"Death and taxes": a contrary view
- PMID: 12266404
"Death and taxes": a contrary view
Abstract
PIP: A critique is presented of a paper entitled "Death and Taxes: the Public Policy Impact of Living Longer", which was published in 1984 by the Population Reference Bureau (PRB). The 1st point at issued concerns the prospects and means of extending human life. The age group over 85 is the fastest growing segment of hospitial and nursing costs peak at these ages. The rapid aging of the population reflects recent significant declines in death rates from chronic degenerative diseases whose mortality rates at all but extreme ages are very low and death occurs very late in life without disease. The findings on which this forecast is based are controversial and are discounted by many demographers, actuaries, and research biologists. The PRB scenario is based on 3 questionable hypotheses: 1) that the life span is biologically fixed and programmed, 2) that we are rapidly approaching the predetermined limit of life, and 3) that research on the "underlying causes of aging", as distinct from disease processes, may extend quantity and quality of life. For at least the foreseeable future, the chronic degenerative diseases will pose the greatest threat to quality of life of the elderly. Even if "natural" death were theoretically possible in the far future, support for disease-specific research would be required over the next 40 to 50 years to meet the needs of the elderly. Since the end of World War II, there has been impressive progress in extending the average length of life, but the prevalence of the major life-threatening chronic diseases has increased or decreased only slightly, raising the possibility of a population living longer but in a less health condition. Reconceptualizing health as a process with multiple outcomes of morbidity, diability, and death suggests a perspective in which slowing the rate of disease progress emerges as an important clinical goal, research focus, and health policy objective.
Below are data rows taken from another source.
PR #515, opened 2023-08-24
🎨 Store `collectExpiryAt` in Firebase DateTime format

WeiJun0827:


WeiJun0827:
@williamchong do you know why the first commit code doesn't work?

williamchong:
> @williamchong do you know why the first commit code doesn't work?

How does it "not work"?

WeiJun0827:
> How does it "not work"?

It runs OK at my local, but it can't pass the `npm run test`.

williamchong:
> > How does it "not work"?
> 
> It runs OK at my local, but it can't pass the `npm run test`.

Our firestore stub used for test doesn't have Timestamp stub and exported i guess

The direction and mignitude of public expenditure will largely shape the health of the future older population; in that context, the PRB estimates of the "costs" to the federal budget from saving individual lives are troublesome, since they deal only in financial terms. Balancing the actual dollar costs against more qualitative aspects of population aging is the true challenge to public policy. The greatest objection to the paper is that it discounts societal, value-based commitment to the elderly in favor of a purely financial reckoning.